Assignment
Each line in the records below that has the word "being" should be copied.

Source records

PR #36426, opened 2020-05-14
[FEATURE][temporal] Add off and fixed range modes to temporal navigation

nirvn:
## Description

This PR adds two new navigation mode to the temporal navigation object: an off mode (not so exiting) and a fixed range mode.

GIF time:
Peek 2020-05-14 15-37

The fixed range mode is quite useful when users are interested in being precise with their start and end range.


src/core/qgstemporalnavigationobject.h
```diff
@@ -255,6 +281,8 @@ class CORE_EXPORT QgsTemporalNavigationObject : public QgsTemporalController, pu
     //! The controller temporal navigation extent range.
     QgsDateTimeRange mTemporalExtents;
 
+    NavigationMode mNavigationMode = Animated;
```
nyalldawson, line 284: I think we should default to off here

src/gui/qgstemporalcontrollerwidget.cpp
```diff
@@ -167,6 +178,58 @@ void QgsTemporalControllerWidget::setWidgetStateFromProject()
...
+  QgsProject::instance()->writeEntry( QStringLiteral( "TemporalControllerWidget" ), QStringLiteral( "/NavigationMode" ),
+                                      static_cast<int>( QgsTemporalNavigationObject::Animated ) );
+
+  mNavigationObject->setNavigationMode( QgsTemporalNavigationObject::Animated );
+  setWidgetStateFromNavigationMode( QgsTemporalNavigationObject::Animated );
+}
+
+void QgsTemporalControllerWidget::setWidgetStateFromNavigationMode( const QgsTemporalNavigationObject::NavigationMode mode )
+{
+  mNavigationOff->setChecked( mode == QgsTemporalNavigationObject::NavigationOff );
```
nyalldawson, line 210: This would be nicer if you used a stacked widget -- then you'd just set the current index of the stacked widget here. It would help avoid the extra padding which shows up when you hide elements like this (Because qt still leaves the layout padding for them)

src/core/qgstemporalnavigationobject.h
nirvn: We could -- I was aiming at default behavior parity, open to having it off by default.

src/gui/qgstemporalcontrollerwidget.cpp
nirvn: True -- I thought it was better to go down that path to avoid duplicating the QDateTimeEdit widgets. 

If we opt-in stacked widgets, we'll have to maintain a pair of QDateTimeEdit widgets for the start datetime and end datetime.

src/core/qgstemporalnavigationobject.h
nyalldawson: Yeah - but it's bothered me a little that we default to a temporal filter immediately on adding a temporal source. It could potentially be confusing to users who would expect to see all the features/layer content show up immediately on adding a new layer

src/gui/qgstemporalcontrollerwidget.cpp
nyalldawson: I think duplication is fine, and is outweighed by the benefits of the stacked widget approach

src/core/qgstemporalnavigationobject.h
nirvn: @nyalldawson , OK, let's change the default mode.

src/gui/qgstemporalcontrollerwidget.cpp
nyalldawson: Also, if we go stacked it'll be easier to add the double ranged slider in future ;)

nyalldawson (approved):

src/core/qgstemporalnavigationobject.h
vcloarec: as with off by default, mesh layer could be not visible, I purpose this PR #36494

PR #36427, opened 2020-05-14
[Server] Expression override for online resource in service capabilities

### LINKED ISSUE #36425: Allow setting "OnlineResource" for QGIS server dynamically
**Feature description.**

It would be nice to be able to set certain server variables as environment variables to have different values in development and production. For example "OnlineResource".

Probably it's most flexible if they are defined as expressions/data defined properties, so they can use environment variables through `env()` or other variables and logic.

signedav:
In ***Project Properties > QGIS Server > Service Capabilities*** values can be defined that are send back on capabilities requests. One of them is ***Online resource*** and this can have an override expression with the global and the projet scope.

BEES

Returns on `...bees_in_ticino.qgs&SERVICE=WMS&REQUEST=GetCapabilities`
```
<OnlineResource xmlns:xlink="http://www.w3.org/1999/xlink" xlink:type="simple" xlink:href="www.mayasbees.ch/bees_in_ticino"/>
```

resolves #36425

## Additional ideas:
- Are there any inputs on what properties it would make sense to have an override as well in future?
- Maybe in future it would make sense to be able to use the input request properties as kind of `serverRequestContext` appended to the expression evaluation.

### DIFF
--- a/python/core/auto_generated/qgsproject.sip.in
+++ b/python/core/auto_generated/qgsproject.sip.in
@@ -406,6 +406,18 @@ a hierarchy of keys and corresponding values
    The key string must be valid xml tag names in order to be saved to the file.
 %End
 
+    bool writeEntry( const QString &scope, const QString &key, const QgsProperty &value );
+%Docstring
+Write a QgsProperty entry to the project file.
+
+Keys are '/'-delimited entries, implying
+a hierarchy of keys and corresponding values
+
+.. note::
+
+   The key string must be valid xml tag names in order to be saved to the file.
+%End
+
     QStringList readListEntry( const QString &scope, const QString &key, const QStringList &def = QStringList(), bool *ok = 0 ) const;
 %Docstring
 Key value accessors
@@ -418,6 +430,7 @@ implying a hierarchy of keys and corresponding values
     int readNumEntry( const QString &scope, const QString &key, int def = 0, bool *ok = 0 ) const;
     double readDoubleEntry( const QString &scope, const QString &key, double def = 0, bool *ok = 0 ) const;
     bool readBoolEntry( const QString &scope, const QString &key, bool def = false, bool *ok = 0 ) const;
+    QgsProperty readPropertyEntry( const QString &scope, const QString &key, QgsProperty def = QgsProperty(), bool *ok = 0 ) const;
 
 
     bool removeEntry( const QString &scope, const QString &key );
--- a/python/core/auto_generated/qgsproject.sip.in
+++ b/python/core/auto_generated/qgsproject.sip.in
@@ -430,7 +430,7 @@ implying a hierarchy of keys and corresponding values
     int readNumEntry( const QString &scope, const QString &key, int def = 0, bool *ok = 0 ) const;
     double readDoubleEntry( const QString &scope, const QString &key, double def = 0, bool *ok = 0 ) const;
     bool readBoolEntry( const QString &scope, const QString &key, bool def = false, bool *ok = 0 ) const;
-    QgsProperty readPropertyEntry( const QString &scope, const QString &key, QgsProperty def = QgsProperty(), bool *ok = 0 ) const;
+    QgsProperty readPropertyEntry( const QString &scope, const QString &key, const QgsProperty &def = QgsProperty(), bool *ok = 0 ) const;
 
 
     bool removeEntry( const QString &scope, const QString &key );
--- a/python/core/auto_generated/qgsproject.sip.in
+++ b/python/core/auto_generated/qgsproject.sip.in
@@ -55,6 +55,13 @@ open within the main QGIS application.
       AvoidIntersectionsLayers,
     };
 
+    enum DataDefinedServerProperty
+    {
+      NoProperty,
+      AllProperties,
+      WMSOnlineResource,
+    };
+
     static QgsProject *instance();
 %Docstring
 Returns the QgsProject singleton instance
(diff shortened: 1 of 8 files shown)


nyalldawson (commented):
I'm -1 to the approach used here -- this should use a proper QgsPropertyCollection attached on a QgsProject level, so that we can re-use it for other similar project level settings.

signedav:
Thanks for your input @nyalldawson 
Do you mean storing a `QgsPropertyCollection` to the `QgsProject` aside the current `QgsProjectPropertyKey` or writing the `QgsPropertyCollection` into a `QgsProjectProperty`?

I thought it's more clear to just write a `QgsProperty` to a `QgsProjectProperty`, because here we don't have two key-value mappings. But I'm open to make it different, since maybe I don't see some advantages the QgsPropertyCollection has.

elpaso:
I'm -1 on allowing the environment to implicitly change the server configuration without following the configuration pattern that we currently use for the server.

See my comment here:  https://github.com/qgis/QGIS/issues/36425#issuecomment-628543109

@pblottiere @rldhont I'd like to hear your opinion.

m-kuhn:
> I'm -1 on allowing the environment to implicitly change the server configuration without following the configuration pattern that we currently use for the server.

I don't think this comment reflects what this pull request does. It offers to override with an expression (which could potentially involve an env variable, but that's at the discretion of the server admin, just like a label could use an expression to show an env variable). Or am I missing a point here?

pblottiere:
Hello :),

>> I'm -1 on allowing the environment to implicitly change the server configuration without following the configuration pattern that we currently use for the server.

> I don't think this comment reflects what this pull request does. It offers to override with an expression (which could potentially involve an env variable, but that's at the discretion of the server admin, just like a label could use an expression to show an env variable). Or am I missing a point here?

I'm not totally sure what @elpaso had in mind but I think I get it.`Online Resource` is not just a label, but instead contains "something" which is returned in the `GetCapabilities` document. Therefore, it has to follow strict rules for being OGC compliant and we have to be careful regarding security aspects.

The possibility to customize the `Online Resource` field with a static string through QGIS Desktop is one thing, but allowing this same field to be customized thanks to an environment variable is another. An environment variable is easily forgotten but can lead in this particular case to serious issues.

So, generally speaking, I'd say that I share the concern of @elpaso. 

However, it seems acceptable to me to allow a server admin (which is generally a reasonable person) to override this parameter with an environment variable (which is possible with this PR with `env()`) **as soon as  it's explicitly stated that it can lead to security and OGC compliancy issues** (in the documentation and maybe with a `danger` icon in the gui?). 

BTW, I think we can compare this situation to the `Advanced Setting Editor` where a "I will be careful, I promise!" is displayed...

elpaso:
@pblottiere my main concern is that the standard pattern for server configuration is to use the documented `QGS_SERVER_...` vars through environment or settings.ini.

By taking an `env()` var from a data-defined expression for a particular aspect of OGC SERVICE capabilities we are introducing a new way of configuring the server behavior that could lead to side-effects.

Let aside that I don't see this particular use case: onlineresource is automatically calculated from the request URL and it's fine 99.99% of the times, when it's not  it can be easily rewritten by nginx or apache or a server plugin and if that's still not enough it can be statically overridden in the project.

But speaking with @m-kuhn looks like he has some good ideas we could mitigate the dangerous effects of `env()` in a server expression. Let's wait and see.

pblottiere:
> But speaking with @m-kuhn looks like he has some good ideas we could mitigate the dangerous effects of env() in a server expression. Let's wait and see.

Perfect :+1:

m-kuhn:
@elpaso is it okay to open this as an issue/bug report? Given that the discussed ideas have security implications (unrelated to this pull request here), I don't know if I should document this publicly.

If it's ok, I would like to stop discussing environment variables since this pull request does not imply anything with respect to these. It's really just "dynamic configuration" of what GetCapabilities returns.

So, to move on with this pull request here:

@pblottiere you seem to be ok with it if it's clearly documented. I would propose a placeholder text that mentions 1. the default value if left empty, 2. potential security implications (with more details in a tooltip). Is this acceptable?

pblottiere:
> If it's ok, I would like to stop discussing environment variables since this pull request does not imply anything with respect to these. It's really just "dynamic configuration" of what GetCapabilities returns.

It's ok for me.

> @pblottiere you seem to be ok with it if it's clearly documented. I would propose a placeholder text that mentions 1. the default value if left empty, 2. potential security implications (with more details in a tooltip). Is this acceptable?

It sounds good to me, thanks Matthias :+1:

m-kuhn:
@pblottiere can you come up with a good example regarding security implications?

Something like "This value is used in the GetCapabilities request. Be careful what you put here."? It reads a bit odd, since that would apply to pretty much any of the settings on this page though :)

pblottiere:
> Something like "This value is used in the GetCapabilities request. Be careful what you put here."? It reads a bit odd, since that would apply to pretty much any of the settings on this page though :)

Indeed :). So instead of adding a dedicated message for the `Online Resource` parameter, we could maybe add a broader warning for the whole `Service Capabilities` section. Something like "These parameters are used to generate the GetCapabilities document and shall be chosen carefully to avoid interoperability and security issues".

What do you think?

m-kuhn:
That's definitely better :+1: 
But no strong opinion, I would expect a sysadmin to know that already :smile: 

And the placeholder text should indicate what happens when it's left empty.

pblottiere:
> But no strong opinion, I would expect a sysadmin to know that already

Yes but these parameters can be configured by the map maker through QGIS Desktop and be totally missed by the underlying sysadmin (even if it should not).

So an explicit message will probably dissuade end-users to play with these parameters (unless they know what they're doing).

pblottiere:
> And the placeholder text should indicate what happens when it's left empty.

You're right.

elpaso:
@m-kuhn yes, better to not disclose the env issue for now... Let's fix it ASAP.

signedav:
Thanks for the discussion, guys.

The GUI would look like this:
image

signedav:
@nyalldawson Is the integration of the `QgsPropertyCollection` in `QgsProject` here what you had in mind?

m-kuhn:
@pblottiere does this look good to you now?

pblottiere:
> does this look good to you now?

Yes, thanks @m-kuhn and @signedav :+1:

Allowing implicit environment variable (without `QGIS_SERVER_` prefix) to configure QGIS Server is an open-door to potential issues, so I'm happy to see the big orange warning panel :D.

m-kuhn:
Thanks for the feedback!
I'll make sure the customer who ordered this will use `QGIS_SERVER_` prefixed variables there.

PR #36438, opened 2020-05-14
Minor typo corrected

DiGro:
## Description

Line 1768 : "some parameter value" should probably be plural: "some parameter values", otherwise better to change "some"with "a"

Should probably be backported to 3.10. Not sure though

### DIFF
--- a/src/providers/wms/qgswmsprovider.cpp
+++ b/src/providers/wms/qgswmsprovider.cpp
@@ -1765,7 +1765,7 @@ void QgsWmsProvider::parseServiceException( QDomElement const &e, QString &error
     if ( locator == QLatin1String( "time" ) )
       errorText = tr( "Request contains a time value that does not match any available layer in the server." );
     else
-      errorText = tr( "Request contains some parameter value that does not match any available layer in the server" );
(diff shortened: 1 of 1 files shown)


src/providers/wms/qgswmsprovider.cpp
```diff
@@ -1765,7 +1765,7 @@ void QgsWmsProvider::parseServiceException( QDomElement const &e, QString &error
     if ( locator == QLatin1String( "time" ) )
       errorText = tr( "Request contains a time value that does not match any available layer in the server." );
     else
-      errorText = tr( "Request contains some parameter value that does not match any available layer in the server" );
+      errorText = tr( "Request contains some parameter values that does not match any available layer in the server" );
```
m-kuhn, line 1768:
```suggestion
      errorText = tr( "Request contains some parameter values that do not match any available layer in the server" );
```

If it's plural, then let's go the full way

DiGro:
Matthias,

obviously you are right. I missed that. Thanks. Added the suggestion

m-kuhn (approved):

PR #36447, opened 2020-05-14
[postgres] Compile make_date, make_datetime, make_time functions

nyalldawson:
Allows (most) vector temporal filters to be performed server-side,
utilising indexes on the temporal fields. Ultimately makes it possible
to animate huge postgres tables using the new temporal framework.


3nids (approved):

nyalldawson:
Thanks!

Result below
The fixed range mode is quite useful when users are interested in being precise with their start and end range.
I'm not totally sure what @elpaso had in mind but I think I get it.`Online Resource` is not just a label, but instead contains "something" which is returned in the `GetCapabilities` document. Therefore, it has to follow strict rules for being OGC compliant and we have to be careful regarding security aspects.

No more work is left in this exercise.